Saved data entries

PR #2290, opened 2026-08-13
Token Block v1.3 — executable protocol replay + machine-readable governance metrics (xiaowuzicode)

xiaowuzicode:
## v1.3 iteration of `submissions/xiaowuzicode/token-block-jingzhang-ai-belt`

Follow-up to v1.2 (merged, 88/100). All four contributor gates pass locally: **PASS / formal-review-ready**.

### The rules are now executable, not rhetorical

- **`simulation.json` — offline token-protocol replay**: 80 synthetic tasks (55 negative branches) **executed** by a deterministic script against this package's own data, with a machine-readable index of 10 protocol rules. Every scenario card is checked once for qualified admission and against four failure branches (anonymous booking, missing data boundary, out-of-section placement, automated cancellation of the human review point); every running section runs one full book–install–run–return token cycle; eight state-machine branches replay the hard rules — a second token refused while one is out, an overdue return escalating, one token never spanning two sections, a step-free break stopping an installation, a missing non-digital equivalent pausing a run, an out-of-boundary collection revoking the token, and re-issue allowed only after return; six topology checks bind the cards to the submitted geometry. A negative branch records `rule_check_success` when the rule correctly refuses the attempt. Output is byte-identical across reruns. **Not field evidence, not a safety proof, not an approval.**
- **8 new known metrics in `metrics.json`**, each anchored with `[metric:]` references in both proposal texts: the four simulation aggregates (`simulation_task_count`, `simulation_success_rate`, `tool_schema_pass_rate`, `audit_completeness`) are declared with `source_files: ["simulation.json"]` so the repository validator recomputes them from the task records; plus `simulation_negative_branch_count`, `token_protocol_rule_count`, and two governance-coverage metrics recomputed from `geometry/constraints.geojson` (`scenario_data_boundary_count`, `scenario_human_review_count`).
- **Boards**: a compact “protocol replay & governance coverage” block on A3 p18 and A0 board 7 in both language sets, with the area-consistency check relocated; no overflow in either language (verified visually and by PDF text extraction — zero new han strings in the English set vs v1.2).
- **One semantic clarification recorded**: the replay initially flagged two S1 scenario cards ~150 m off the track polygon; the honest semantics — a scenario card belongs to its *running section* (inside the site boundary, within the section's latitude band) and may face the platform plaza or key-area frontage — is now stated in the rule index and the changelog rather than silently widening a tolerance.

### Honesty boundaries (unchanged)

Provisional rough boundary only; FAR/height/density/road metrics remain `unknown` with reasons; official constraint layers remain deliberately unauthored; every spatial move is a conceptual suggestion for professional teams to deepen.

https://claude.ai/code/session_016ttbq5XadZASAdQ1d9283i


CocoSgt (approved):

TASK DETAILS: Starting from the first line of the records above, retype each line exactly up to and including the one that contains "### The rules", and nothing more.

EXERCISE RESPONSE:
PR #2290, opened 2026-08-13
Token Block v1.3 — executable protocol replay + machine-readable governance metrics (xiaowuzicode)

xiaowuzicode:
## v1.3 iteration of `submissions/xiaowuzicode/token-block-jingzhang-ai-belt`

Follow-up to v1.2 (merged, 88/100). All four contributor gates pass locally: **PASS / formal-review-ready**.

### The rules are now executable, not rhetorical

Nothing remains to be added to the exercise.